I've said earlier that this program's been successful. Clearly not every lead pans out from this or any other source, but this program has given us information that we would not otherwise had been able to get. It's impossible for me to talk about this any more in a public way without alerting our enemies to our tactics
[...]
American intelligence, and especially American SIGINT, signals intelligence, is the frontline of defense in dramatically changed circumstances, circumstances in which if we fail to do our job well and completely, more Americans will almost certainly die. The speed of operations, the ruthlessness of the enemy, the pace of modern communications have called on us to do things and to do them in ways never before required. We've worked hard to find innovative ways to protect the American people and the liberties we hold dear. And in doing so, we have not forgotten who we are either.

Thank you. I'll be happy to take your questions.

[...]
QUESTION: Yes, Wayne Madsen, syndicated columnist. General, how do you explain the fact that there were several rare spectacles of whistleblowers coming forward at NSA, especially after 9/11, something that hasn't really happened in the past, who have complained about violations of FISA and United States Signals Intelligence Directive 18, which implements the law at the agency?
GEN. HAYDEN: I talked to the NSA staff on Friday.
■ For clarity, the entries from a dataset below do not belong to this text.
PR #24, opened 2021-06-09
feat(server): specify API methods

crowlKats:
This allows to create exported function with appropriate method names. Default export will catch any routes that do not have a handler for them. As per default denosaurs router behaviour, hitting an endpoint that doesnt have handling for the requested method will just return a 405 with the possible methods for that endpoint as per spec.


src/server/routes.ts
```diff
@@ -14,15 +14,27 @@ export interface Page {
...
+export type ApiRouteModule = {
+  [
+    K in
+      | "default"
+      | "GET"
+      | "HEAD"
+      | "POST"
+      | "PUT"
+      | "DELETE"
+      | "CONNECT"
```
lucacasonato: Remove `CONNECT`. Deno native http / deploy will likeky block that method soon :-)

lucacasonato: Actually lets remove `TRACE` too. Not useful and is blocked by `fetch`.

src/server/routes.ts
```diff
@@ -49,7 +61,7 @@ export function processRoutes(routes: Routes): [Page[], ApiRoute[]] {
         route,
         url,
         name,
-        handler: module.default as router.MatchHandler,
+        handlers: module as ApiRouteModule,
```
lucacasonato: Can you filter out only the supported methods here?

src/server/routes.ts
```diff
@@ -14,15 +14,27 @@ export interface Page {
...
+      | "PATCH"
+  ]?: router.MatchHandler;
+};
 
 export interface ApiRoute {
   route: string;
   url: string;
   name: string;
-  handler: router.MatchHandler;
+  handlers: ApiRouteModule;
```
lucacasonato:
```suggestion
  handlers: Record<string, router.MatchHandler>;
```

lucacasonato (commented):
Very nice. Just some minor comments.

lucacasonato (commented):
Sorry to bug, but could you add an additional test that "NOTAREALMETHOD" response a 405, even if there is an exported handler for it?

lucacasonato (approved):
LGTM, thanks :-)

PR #25, opened 2021-06-09
feat: add _document route

### LINKED ISSUE #19: Add custom render function support
The `start` function that starts the server in `main.ts` should take an optional `render` function. This function can be used to create the JIT server side rendered static HTML page for a specific route. It gets a page component, some items to put into the `<head>`, and some items to put at the end of the `<body>` in its parameters, and returns a string.

There is a default implementation of this render function. It can be used for advanced use-cases like #7

lucacasonato:
This resolves #19, but I am not quite happy with the implementation. I think I will do a second pass on it after implementing some other things, like suspense capable (async) rendering.﻿ I am unsure about this whole `_document` situation. Maybe it would make more sense to give users "setup", "pre render" and "post render" hooks (which can trigger multiple times when rendering asynchronously), and "postprocess" which can be used by the user to adjust the content of items in `<head>`. This would also be more compatible with a "helmet" module that you could use to update items in `<head>`.

Not merging for now, but opening for visibility.


lucacasonato:
Alternate implementation in #30 supersedes this.

PR #55, opened 2021-09-25
BREAKING: disable runtime JS by default

lucacasonato:
This commit disables runtime JS by default. This stems from the observation that most pages are static, and thus do not need runtime JS.


satyarohith:
@lucacasonato, does this mean we have to opt-in for SSR?

lucacasonato:
@satyarohith No you opt in to client side rendering.

PR #64, opened 2021-09-26
Fix build on windows

### LINKED ISSUE #63: On windows - Broken count buttons in the example project, and init
When trying to run the example, the count buttons are not enabled.

It seems the js script is not found.

image

_the init script should probably have `runtime: true` in the generated index.tsx as well_

sylc:
Fix https://github.com/lucacasonato/fresh/issues/63

The issue is that on windows the bundle.outputFiles path are absolute path, while on linux they are relative path.
So on windows the url path do not match the bundle cache path.

I have made esbuild output absolute path from for both linux and windows, based on cwd, then the cache keys are recalculated by removing the cwd path. (similar to the route gen)

tested on windows and linux.
external ref:
https://github.com/evanw/esbuild/blob/9e569c40f9f642139c59372e7321d90baeb507c1/internal/bundler/bundler.go#L1810
https://pkg.go.dev/path/filepath#Join

### DIFF
--- a/src/cli/init.ts
+++ b/src/cli/init.ts
@@ -64,7 +64,7 @@ async function init(directory: string) {
   )}";\n`;
   await Deno.writeTextFile(join(directory, "deps.ts"), DEPS_TS);
   const PAGES_INDEX_TSX = `/** @jsx h */
-import { h, IS_BROWSER, useState } from "../deps.ts";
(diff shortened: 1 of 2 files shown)


lucacasonato (approved):
LGTM, thanks. I really need to improve the testing situation around `runtimeJS: true`.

The NSA inspector general reports to me, as of last Friday, from the inception of this program through last Friday night, not a single employee of the National Security Agency has addressed a concern about this program to the NSA IG. I should also add that no member of the NSA workforce who has been asked to be included in this program has responded to that request with anything except enthusiasm. I don't know what you're talking about.

[...]
GEN. HAYDEN: NSA cannot -- under the FISA statute, NSA cannot put someone on coverage and go ahead and play for 72 hours while it gets a note saying it was okay. All right? The attorney general is the one who approves emergency FISA coverage, and the attorney general's standard for approving FISA coverage is a body of evidence equal to that which he would present to the court. So it's not like you can throw it on for 72 hours.
[...]

In the instances where this program applies, FISA does not give us the operational effect that the authorities that the president has given us give us. Look. I can't -- and I understand it's going to be an incomplete answer, and I can't give you all the fine print as to why, but let me just kind of reverse the answer just a bit. If FISA worked just as well, why wouldn't I use FISA? To save typing? No. There is an operational impact here, and I have two paths in front of me, both of them lawful, one FISA, one the presidential -- the president's authorization. And we go down this path because our operational judgment is it is much more effective. So we do it for that reason.
[...]
I'm saying that the characteristics we need to do what this program's designed to do -- to detect and prevent -- make FISA a less useful tool.

[...]
we're not there sucking up coms and then using some of these magically alleged keyword searches -- "Did he say 'jihad'? Let's get --" I mean, that is not -- do you know how much time Americans spend on the phone in international calls alone, okay? In 2003, our citizenry was on the phone in international calls alone for 200 billion minutes, okay? I mean, beyond the ethical considerations involved here, there are some practical considerations about being a drift net. This is targeted, this is focused. This is about al Qaeda.
[...]
QUESTION: Justine Redman with CNN. How was national security harmed by The New York Times reporting on this program? Don't the bad guys already assume that they're being monitored anyway, and shouldn't Americans, you know, bear in mind that they might be at any time?
GEN. HAYDEN: You know, we've had this question asked several times. Public discussion of how we determine al Qaeda intentions, I just -- I can't see how that can do anything but harm the security of the nation. And I know people say, "Oh, they know they're being monitored." Well, you know, they don't always act like they know they're being monitored. But if you want to shove it in their face constantly, it's bound to have an impact.